### RECORDS SHOWN

-.-.-

PR #824, opened 2025-10-21
Reorg files

basham:
Changes:
1. Moved code from `src/sass` and `src/js` to `src/base`, `src/components`, and `src/utilities`.
2. Organized styles by cascade layers: `rivet.base`, `rivet.components`, and `rivet.utilities`.
3. Removed `!important` flags, since cascade layers sets the specificity.
4. Added `rvt-icon` and `rvt-sticker` styles, so they no longer need to be externally included. Due to cascade layers, there wasn't any longer a good way to update the sticker colors short of doing this change — which we wanted to do anyway.
5. Converted some SCSS files to CSS, where the line changes were minimal.
6. Split CSS files that included multiple components.
7. Removed `rvt-flow` on `rvt-card__content` macro — the effect of which was evident and no longer desired now that cascade layers is in place.
8. Removed `new-component` and `sandbox-new-component` npm tasks.
9. Updated dependencies.

Future work:
1. Automatically apply and keep license banners up to date. Should the copyright year reflect the year a file was created or the latest year the project was modified?
2. Declare additional cascade layers around the current layers as hooks for custom code. Maybe `rivet.pre-base`, `rivet.post-base`, `rivet.pre-components`, `rivet.post-components`, `rivet.pre-utilities`, and `rivet.post-utilities`?
3. Migrate dev environment templates to this new folder structure.


levimcg (approved):
This all is looking good to me!

> Should the copyright year reflect the year a file was created or the latest year the project was modified?

It's was my understanding that the copyright year stays is set when the file is created and then doesn't change after that. It is always the year the file was first released, not modified. But, now it looks like individual file headers might not even be required?

From the opensource.iu.edu site:
image

PR #825, opened 2025-10-22
Set up Astro sandbox environment

basham:
Changes:
1. Replaced 11ty with Astro.
2. Consolidated all sandbox content into their respective `src/components`, `src/layouts`, and `src/utilities` folders.

Future work:
1. Reduce redundant content (especially in layouts) with better use of Astro components.


levimcg (approved):
This looks like a great start getting Astro set up!

PR #826, opened 2025-10-28
Use size tokens

basham:
Changes:
1. `size` tokens are now what other dimensional tokens are based on.
2. Replaced many uses of `calc()`, `px`, and `rem` with a size token.
3. There are enough uses of `-1px` that there is now a dedicated token. To avoid it being called `size--1` (which could be confusing, I'm calling it `size-n1` ("n" is for "negative").

Future work:
1. More clean up will happen as we continue refining the components. There are examples of sub-pixel calculations and such that does not yet have a quick fix.

Questions:
1. Should "n1" be "negative-1", "neg-1", "minus-1", "m1" — or just keep it as "n1"?


levimcg (approved):
Nice, this look great. re: the negative margin naming conventions. I think the `n*` format works fine. Spelling out `negative` is the clearest option, but that does make it a bit long.

PR #831, opened 2025-11-13
Reduce uppercase in headings

basham:
Changes:
- Removed most uses of uppercase in headings.
- Tweaked ascender height (YTAS) and lowercase height (YTLC) for type with black font weight (primarily used in headings).
- Adjusted font size (primarily in headings).


levimcg (approved):
Looks good.

PR #833, opened 2025-11-20
Set up config for core and extra icons

basham:
Changes:
1. All files that Style Dictionary generates now includes a `.tmp` postfix, such as `tokens.tmp.css`.
2. Created new "graphic" token type, which includes the values for path, width, height, container width, and container height. This is used for any graphic that isn't a standard dimension, such as icons and stickers. That is currently limited to the IU logo and the open quote.
3. Created new `<rvt-logo-iu tab>` element, which replaces `rvt-lockup__tab` and the inline SVG.
4. Icons are now designated as being part of the "core" `rivet.css` file or part of the optional `rivet-icons.css` file.
5. There is no more need for the external `rivet-icons.js` file.
6. Fixed the size of the social icons to be from 48px square to 16px square, matching the other icons. These still get scaled down to 12px to fit how we use them in the footer.
7. Removed the unused `tokens/namespace.json` file.
8. Replaced all size token values with the pixel values, since now Style Dictionary will transform it to the appropriate `rem` value.
9. Updated dependencies.

Notes:
1. I suspect there's a bug in `rimraf`. In order to delete all `tmp` files that Style Dictionary generates (see the npm script `build:clean`), I have to add arguments for each folder level that they reside in — instead of it working recursively. Odd.

Future work:
1. Add more sizes to the `rvt-logo-iu` element as needed.
2. Confirm with the Branding team about the redrawn IU logo, the dimensions of the tab, and about updating the favicon.


levimcg (approved):
Nice, this looks good as far as I can tell.

PR #835, opened 2025-12-12
Create Text Essay component

basham:
Changes:
1. Added `rvt-text-essay` component. By default, it displays content in a single column with centered headings. Use variant `rvt-text-essay--wide` to enable a two column layout with left-aligned headings on wider viewports.
2. Moved `rvt-rich-text` from utilities to components. This solves a specificity issue with the Text Essay component. Generally, a class that uses element selectors should be considered a "component." A class that specifically modifies only its applied element and not descendants should be considered a "utility."


levimcg (approved):
Looks great!

PR #836, opened 2026-01-06
Add stickers

basham:
Changes:
1. Updated dependencies.
2. Opt-in to stickers by linking to: `dist/rivet-stickers.css`
3. These external dependencies are longer needed: `rivet-sticker-element.js` and `rivet-stickers.js`
4. Stickers are now defined in `src/tokens/sticker.json`. Each sticker token is a composite of two values: the white "path-fill" and the colored "path-stroke".

Renamed stickers:
- badge-check → shield-check
- badge-lock → shield-lock
- check-pen → pen-check
- notes-exclamation → page-exclamation

New stickers:
- ambulance
- beaker
- bone
- brain
- droplet
- envelope-bell
- head-brain
- lungs
- molecular-structure
- music-note
- page-code
- petri-dish
- ribbon
- stethoscope
- violin
- virus
- wheelchair

Future work:
- `rivet-stickers.css` is 180kb, which is much more than `rivet-icons.css` (52kb) and nearly as much as `rivet.css` (240kb). Explore if `rivet-stickers.css` needs to be broken down into submodules. It may not be worth it, though.


basham:
Review the new sticker pages: http://localhost:4321/components/sticker

levimcg (approved):
This looks great.

RE: file sizes CSS vs. old JS lib. I checked the compressed/gzip size of of rivet-stickers.css with a command line tool here is the breakdown:

- `rivet-stickers.css` (gzip) - 49K
- `rivet-stickers.js` (gzip) - 38.1K

All our servers/containers in the web environment have gzip enabled by default. So, `rivet-stickers.css` is about 10K bigger compressed which seems like a decent trade-off to me if it eliminates another JS library to load an parse.

basham:
And also with that comparison, their size would be even closer if `rivet-stickers.js` had the same number of stickers as `rivet-stickers.css`.

basham:
The extra size is likely due to the `name` selector, which is repeated for each sticker. GZIP certainly saves a lot of space on that repetition, though.

```css
rvt-sticker[name="accessibility"] {
	--path-fill: var(--rvt-sticker-accessibility-path-fill);
	--path-stroke: var(--rvt-sticker-accessibility-path-stroke);
}
```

-.-.-

Each line in which the string "Replaced" is found must be copied from the data.

### WRITTEN ANSWER
1. Replaced 11ty with Astro.
2. Replaced many uses of `calc()`, `px`, and `rem` with a size token.
8. Replaced all size token values with the pixel values, since now Style Dictionary will transform it to the appropriate `rem` value.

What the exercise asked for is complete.